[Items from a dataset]
PR #148, opened 2018-10-15
Using Tile convolution with onchip memory and context bound buffer

mehdi-goli:
Adding context bound properties to the buffers in Tiled convolution example; handling compile time local size in Tile convolution CMAKE file.


samples/tiled-convolution/tiled-convolution.cpp
```diff
@@ -32,12 +32,7 @@
 #include <ctime>
 #include <iostream>
 
-#ifndef LOCAL_SIZE_M
-#define LOCAL_SIZE_M 16
-#endif
-#ifndef LOCAL_SIZE_N
-#define LOCAL_SIZE_N 16
-#endif
+// The LOCAL_SIZE_N and LOCAL_SIZE_M is set at compile time
```
Ruyk: is set -> are set

samples/tiled-convolution/CMakeLists.txt
```diff
@@ -1,4 +1,28 @@
...
+    set(LOCAL_SIZE_M 16)
+  endif()
+
+  if (NOT DEFINED LOCAL_SIZE_N)
+    set(LOCAL_SIZE_N 16)
+  endif()
+
+endif()
+
+add_definitions(-DLOCAL_SIZE_M=${LOCAL_SIZE_M})
```
mmha: Can you replace both `add_definitions()` with a single `target_compile_definitions(${SOURCE_NAME} PRIVATE LOCAL_SIZE_M=${LOCAL_SIZE_M} LOCAL_SIZE_N=${LOCAL_SIZE_N})` please?

samples/tiled-convolution/CMakeLists.txt
```diff
@@ -1,4 +1,28 @@
 set(SOURCE_NAME "tiled-convolution")
+
+if(DEFINED TARGET)
```
mmha: You're missing out on a case here: The user might have defined `TARGET` to something other than `RCAR`. In this case the `LOCAL_SIZE_x` variables are never set.

I don't think you need the surrounding check at all.

mmha: Also, is `TARGET` used elsewhere already? If not, I'd prefer a more descriptive name. `TARGET` can mean a lot in build systems.

DuncanMcBain:
OK so somebody broke the Travis config for this repo (it could have been, but was not necessarily, me). Does this continue to pass all tests?

samples/tiled-convolution/CMakeLists.txt
```diff
@@ -14,4 +38,4 @@ add_test(
 install(
   TARGETS ${SOURCE_NAME}
   RUNTIME DESTINATION bin
-)
+)
```
DuncanMcBain: You've removed the newline from this file

samples/tiled-convolution/tiled-convolution.cpp
DuncanMcBain: Why remove the ifndef checks? If you try to compile "manually", this will now stop working

samples/tiled-convolution/tiled-convolution.cpp
```diff
@@ -302,4 +300,4 @@ int main() {
   }
   std::cout << " The result is correct " << std::endl;
   return 0;
-}
+}
```
DuncanMcBain: Newline removed from file

samples/tiled-convolution/CMakeLists.txt
```diff
@@ -1,4 +1,28 @@
 set(SOURCE_NAME "tiled-convolution")
+
```
DuncanMcBain: I think, given all these comments, I'd prefer that instead of all these changes, we unconditionally do what @mmha suggests:
```CMake
target_compile_definitions(
  ${SOURCE_NAME} PRIVATE LOCAL_SIZE_M=1 LOCAL_SIZE_N=32)
```
We can the complexity later - but I think YAGNI

DuncanMcBain:
Hi, I see you've posted more commits, but these seem way beyond the scope of the context_bound property. There's about 1k lines in this PR now - what changes are these? What's the plan with this PR?

DuncanMcBain:
Hi, I see you've posted more commits, but these seem way beyond the scope of the context_bound property. There's about 1k lines in this PR now - what changes are these? What's the plan with this PR?

DuncanMcBain:
This MR has become really noisy, somehow you have a whole bunch of unrelated changes in the diff now (basically every commit to master since October or thereabouts). Can we maybe try to clean this up? It's hard to see what's changed. @mehdi-goli @ProGTX

ProGTX:
I merged master into the branch before creating the PR into @mehdi-goli 's branch, and it seems that the PR merge squashed everything into a single commit, leading to noise. I believe @mehdi-goli fixed it now.

keryell:
I have the feeling that the code would be clearer by using hierarchical parallelism with `parallel_for_work_group` instead of old-style `parallel_for` with `nd_range`.
There would be no need for barriers and the code would be probably more efficient on CPU (actually a lot more efficient with triSYCL implementation).

DuncanMcBain:
I think adding hierarchical parallelism is out of the scope of this MR - we have plenty of other hierarchical elsewhere in this repository. Additionally, I think the CPU is not such an interesting optimisation target for a convolution operation.

PR #149, opened 2018-10-25
MSVC STL version check

MathiasMagnus:
Most of the aggravation of using ComputeCpp with Visual C++ stems from the fact that the STL of MSVC is tested only against latest stable and devel Clang. The check (which is a hard `#error`) can be disabled with a macro.

The addition in this PR tries to ease the life of users in the hiatus periods, when Compute++ has not yet caught up to latest Clang while MSVC already updated their STL headers. It invokes the device compiler on a minimal source file and checks whether the device compiler fails on the version check. If it does, it tries going around the check. It doesn't do elaborate testing of some feature missing from the device compiler. If it fails compiling even after turning off the check, issues a message saying most likely no STL feature will be available. This may even be a `message(FATAL_ERROR)`. Without the STL, not many libraries compile. I made it a message not to exclude users with 100% self-hosted code bases.

### Note

The use of `execute_process` is extremely brittle. I wasted an entire day until I uncovered the problem. Passing of the arguments to `execute_process` is done `VERBATIM`, which goes crazy over the mixed nature of `COMPUTECPP_DEVICE_COMPILER_FLAGS`. Namely its value after invoking computecpp_info.exe is
```
-O2 -mllvm -inline-threshold=1000 -sycl -intelspirmetadata;-sycl-target;spir64
```
which will result in the error
```
error: invalid integral value '2 -mllvm -inline-threshold=1000 -sycl -intelspirmetadata' in '-O2 -mllvm -inline-threshold=1000 -sycl -intelspirmetadata'
```
I would advise against trying to come up with something smarter, that is unless you got some spare time to burn.


MathiasMagnus:
Because I saw that the changes resulted in broken makefiles at times, I revisited the controversial force-include flag generation for MSVC. I tested the more simpler approach with Ninja, NMake Makefiles and MSBuild (the Visual Studio family generators) and all of them work now with this simplified approach.

DuncanMcBain:
Hi @MathiasMagnus, sorry it's taken me so long to review this, I've been working on other projects. This is a great heads-up as our developers (some of whom use Visual Studio) weren't aware of this policy! (Abstractly, I'd heard of it, but I didn't realise they were actually doing hard version checks).

I will take a look but I think my main recommendation will be that, if possible, we put the MSVC-specific stuff in a separate file - but I'll leave that for the review.

cmake/Modules/FindComputeCpp.cmake
```diff
@@ -375,15 +418,9 @@ function(__build_ir)
...
-    # hence the different argument syntax
-    if(CMAKE_GENERATOR MATCHES "Visual Studio")
-      set(forceIncludeFlags "/FI\"${includedFile}\" /TP")
-    else()
-      set(forceIncludeFlags /FI ${includedFile} /TP)
-    endif()
+    set(forceIncludeFlags "/FI ${includedFile} /TP")
   else()
-      set(forceIncludeFlags "-include ${includedFile} -x c++")
+    set(forceIncludeFlags "-include ${includedFile} -x c++")
```
DuncanMcBain: This is good, thanks for doing this

cmake/Modules/FindComputeCpp.cmake
```diff
@@ -131,14 +131,57 @@ execute_process(COMMAND ${ComputeCpp_INFO_EXECUTABLE}
   "--dump-device-compiler-flags"
   OUTPUT_VARIABLE COMPUTECPP_DEVICE_COMPILER_FLAGS
   RESULT_VARIABLE ComputeCpp_INFO_EXECUTABLE_RESULT OUTPUT_STRIP_TRAILING_WHITESPACE)
-list(APPEND COMPUTECPP_DEVICE_COMPILER_FLAGS "-sycl-target ${COMPUTECPP_BITCODE}")
+# convert to list before appending
```
DuncanMcBain: I'm going to be really annoying here, because this wasn't as clean in the upstream as it should be - but I'm not keen on this method of doing things, I think it's going to cause some troubles. I have instead written what I want this code to look like (it causes some changes later in the file. Broadly, the idea is to listify the result from `computecpp_info`, then only append strings to that list. This will maintain the variable in the format we want.

```diff
diff --git a/cmake/Modules/FindComputeCpp.cmake b/cmake/Modules/FindComputeCpp.cmake
index 2f9335a..819df84 100644
--- a/cmake/Modules/FindComputeCpp.cmake
+++ b/cmake/Modules/FindComputeCpp.cmake
@@ -131,13 +131,11 @@ execute_process(COMMAND ${ComputeCpp_INFO_EXECUTABLE}
   "--dump-device-compiler-flags"
   OUTPUT_VARIABLE COMPUTECPP_DEVICE_COMPILER_FLAGS
   RESULT_VARIABLE ComputeCpp_INFO_EXECUTABLE_RESULT OUTPUT_STRIP_TRAILING_WHITESPACE)
-list(APPEND COMPUTECPP_DEVICE_COMPILER_FLAGS "-sycl-target ${COMPUTECPP_BITCODE}")
-
 if(NOT ComputeCpp_INFO_EXECUTABLE_RESULT EQUAL "0")
   message(FATAL_ERROR "compute++ flags - Error obtaining compute++ flags!")
-else()
-  mark_as_advanced(COMPUTECPP_COMPILER_FLAGS)
 endif()
+mark_as_advanced(COMPUTECPP_DEVICE_COMPILER_FLAGS)
+separate_arguments(COMPUTECPP_DEVICE_COMPILER_FLAGS)
 
 find_package_handle_standard_args(ComputeCpp
   REQUIRED_VARS ComputeCpp_ROOT_DIR
@@ -167,8 +165,8 @@ if(CMAKE_CROSSCOMPILING)
   list(APPEND COMPUTECPP_DEVICE_COMPILER_FLAGS -target ${SDK_TARGET_TRIPLE})
 endif()
 
-separate_arguments(COMPUTECPP_DEVICE_COMPILER_FLAGS)
-list(REMOVE_ITEM COMPUTECPP_DEVICE_COMPILER_FLAGS "-emit-llvm")
+list(APPEND COMPUTECPP_DEVICE_COMPILER_FLAGS -sycl-target ${COMPUTECPP_BITCODE})
+list(REMOVE_ITEM COMPUTECPP_DEVICE_COMPILER_FLAGS -emit-llvm)
 message(STATUS "compute++ flags - ${COMPUTECPP_DEVICE_COMPILER_FLAGS}")
 
 if(NOT TARGET OpenCL::OpenCL)
@@ -279,13 +277,11 @@ function(__build_ir)
     list(APPEND target_compile_flags ${source_compile_flags})
   endif()
 
-  set(COMPUTECPP_DEVICE_COMPILER_FLAGS
+  list(APPEND COMPUTECPP_DEVICE_COMPILER_FLAGS
     ${device_compiler_cxx_standard}
-    ${COMPUTECPP_DEVICE_COMPILER_FLAGS}
     ${COMPUTECPP_USER_FLAGS}
     ${target_compile_flags}
   )
-  separate_arguments(COMPUTECPP_DEVICE_COMPILER_FLAGS)
 
   set(ir_dependencies ${SDK_BUILD_IR_SOURCE})
   get_target_property(target_libraries ${SDK_BUILD_IR_TARGET} LINK_LIBRARIES)
```
This patch will apply to the upstream version of FindComputeCpp, but I don't think it will conflict anywhere except these lines.

Edit: OK, suggestions work well for single lines, not so much for entire patches.

cmake/Modules/FindComputeCpp.cmake
```diff
@@ -131,14 +131,57 @@ execute_process(COMMAND ${ComputeCpp_INFO_EXECUTABLE}
...
+# (VERBATIM arg passing to execute_process will go crazy over mixed string-list syntax)
+string(REPLACE " " ";" COMPUTECPP_DEVICE_COMPILER_FLAGS ${COMPUTECPP_DEVICE_COMPILER_FLAGS})
+list(APPEND COMPUTECPP_DEVICE_COMPILER_FLAGS} -sycl-target ${COMPUTECPP_BITCODE})
```
DuncanMcBain: If you use the patch above, this won't be necessary, the comments aren't really needed either (should be obvious that we're operating on a list, and keeping it as a list).

cmake/Modules/FindComputeCpp.cmake
```diff
@@ -131,14 +131,57 @@ execute_process(COMMAND ${ComputeCpp_INFO_EXECUTABLE}
...
   message(FATAL_ERROR "compute++ flags - Error obtaining compute++ flags!")
 else()
   mark_as_advanced(COMPUTECPP_COMPILER_FLAGS)
 endif()
 
+# Check if the hosted STL of MSVC is compatible with ComputeCpp
+if(MSVC)
+  set(ComputeCpp_STL_CHECK_SRC __STL_check)
+  file(WRITE ${CMAKE_CURRENT_BINARY_DIR}/${ComputeCpp_STL_CHECK_SRC}.cpp
+    "#include <ios>\n"
```
DuncanMcBain: Isn't this an internal header - normally, I'd expect <iostream> or similar

cmake/Modules/FindComputeCpp.cmake
```diff
@@ -131,14 +131,57 @@ execute_process(COMMAND ${ComputeCpp_INFO_EXECUTABLE}
...
+              -isystem ${ComputeCpp_INCLUDE_DIRS}
+              -o ${ComputeCpp_STL_CHECK_SRC}.cpp.sycl
+              -c ${ComputeCpp_STL_CHECK_SRC}.cpp
+      WORKING_DIRECTORY ${CMAKE_CURRENT_BINARY_DIR}
+      RESULT_VARIABLE ComputeCpp_STL_CHECK_RESULT
+      ERROR_QUIET
+      OUTPUT_QUIET)
+    if(NOT ${ComputeCpp_STL_CHECK_RESULT} EQUAL 0)
+      message(STATUS "Device compiler cannot consume hosted STL headers. Using any parts of the STL will likely result in device compiler errors.")
+	else()
```
DuncanMcBain: I think the formatting has gone a little strange here (maybe just one outdent?)

cmake/Modules/FindComputeCpp.cmake
```diff
@@ -131,14 +131,57 @@ execute_process(COMMAND ${ComputeCpp_INFO_EXECUTABLE}
...
+string(REPLACE " " ";" COMPUTECPP_DEVICE_COMPILER_FLAGS ${COMPUTECPP_DEVICE_COMPILER_FLAGS})
+list(APPEND COMPUTECPP_DEVICE_COMPILER_FLAGS} -sycl-target ${COMPUTECPP_BITCODE})
 
 if(NOT ComputeCpp_INFO_EXECUTABLE_RESULT EQUAL "0")
   message(FATAL_ERROR "compute++ flags - Error obtaining compute++ flags!")
 else()
   mark_as_advanced(COMPUTECPP_COMPILER_FLAGS)
 endif()
 
+# Check if the hosted STL of MSVC is compatible with ComputeCpp
```
DuncanMcBain: Since this whole code section is MSVC-specific, I think I'd be happier if it was part of an opt-in module (i.e. its own file). I feel like that would be a better reflection of the separation of concerns here - it could be called MSVCVersionCheck or similar, and that way users targetting '17 know that they have to deal with it (similarly, once the compiler is updated, they can remove it again).

Let me know what you think!

MathiasMagnus: I'm generally okay with all this being moved to a file of its own. I'm not sure how many such changes are needed. There is a brief GCC-related test at the beginning, which for the sake of consistency might also be put to a different file... all in all, factoring out compiler-specific stuff to separate files and keeping `FindComputeCpp.cmake` to the bare minimum of detecting the library might be the best way to go. Also, checks about the executing runtime mentioned in #155 might also be put to a file of its own.

All of this might be the topic of another PR.

cmake/Modules/FindComputeCpp.cmake
MathiasMagnus: Yes, this should be fixed with a commit.

cmake/Modules/FindComputeCpp.cmake
MathiasMagnus: I don't know why it did not work before. Might have been an MSBuild bug. It all works now.

cmake/Modules/FindComputeCpp.cmake
MathiasMagnus: I'm not good at reading diff files, but I believe I made the same changes to my working tree. It seems to work.

cmake/Modules/FindComputeCpp.cmake
MathiasMagnus: See before

cmake/Modules/FindComputeCpp.cmake
DuncanMcBain: Yes, you have. Thanks for this, something felt "off" about it for ages, but your changes spurred me into making the right change. Sometimes it's good to prune back old bits!

cmake/Modules/FindComputeCpp.cmake
DuncanMcBain: I think I'd prefer if we move it into its own file for now, provided it's not *too* difficult. Let me know if it looks like it will actually be too onerous.

You're right about the gcc/clang check. Revisiting it, I'm tempted to remove it, because who uses 4.8? :stuck_out_tongue_closed_eyes: More seriously, if you use old compilers like that, you will get compile issues. Though maybe we should move it to this new file while we still (ostensibly) support Ubuntu 14.04?

Decision time: if you feel like moving it too, please feel free, though I won't mark it as a requirement of this PR by any means. Thanks again!

PR #150, opened 2018-10-29
Add check so `end` iterator is not dereferenced

jwlawson:
The current behaviour of `get_node` in the virtual pointer mapper will
use `lower_bound` to get the buffer which is not less than the input
pointer. If the pointer mapper has only allocated one buffer, and we are
looking up a pointer offset into that buffer then the call to
`lower_bound` will return an iterator pointing past the end of the map.
This means we cannot dereference this iterator, as it does not point
into the map, but we still want to decrement this iterator to get the
buffer that the virtual pointer is referencing.

By adding a check for whether the iterator is the end we can short
circuit the iterator dereference, and so avoid this problem without
otherwise changing the behaviour of the pointer mapper.

### DIFF
--- a/include/vptr/virtual_ptr.hpp
+++ b/include/vptr/virtual_ptr.hpp
@@ -219,7 +219,7 @@ class PointerMapper {
     auto node = m_pointerMap.lower_bound(ptr);
     // If the value of the pointer is not the one of the node
     // then we return the previous one
-    if (node->first != ptr) {
+    if (node == m_pointerMap.end() || node->first != ptr) {
       if (node == std::begin(m_pointerMap)) {
         throw std::out_of_range("The pointer is not registered in the map");
       }


jwlawson:
The current tests exhibit this behaviour, but silently pass until you turn on debug iterators (eg. using `-D_GLIBCXX_DEBUG`).

I'm not sure what a more explicit test would look like.

DuncanMcBain:
@jwlawson is correct - the first time we tried the SDK on Windows after the virtual pointer was added, it failed because Windows debug builds use checked iterators by default.

Unfortunately the _GLIBCXX_DEBUG isn't totally safe - you can't pass containers between TUs that have DEBUG and not DEBUG, so I'm not sure you could reliably create a test that links against a non-_GLIBCXX_DEBUG ComputeCpp. It *might* work if you do target_definitions() on the tests... The test "offset" fails when built in debug mode. If it definitely doesn't share containers with the library, it should work!

PR #152, opened 2018-11-05
Fix type shadowing

Rbiessy:
The type `buffer_t` is defined in the class `PointerMapper` and is redefined to a different type in `get_buffer` which gives shadowing warnings.
`SYCLmalloc` doesn't have this issue but the alias should probably be changed for consistency.
The naming isn't great, renaming the first `buffer_t` to `buffer_mem_t` would make more sense but it is used in more places.


DuncanMcBain:
I'm not opposed to larger changes if you think they would be better, personally. Thanks for this fix. Let me know if you want to make a different change.

Rbiessy:
I personally prefer this version.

## WORK REQUIRED
Tally the lines of the data that contain the word "intelspirmetadata", and give only that tally.

## ANSWER FOR THIS EXERCISE
2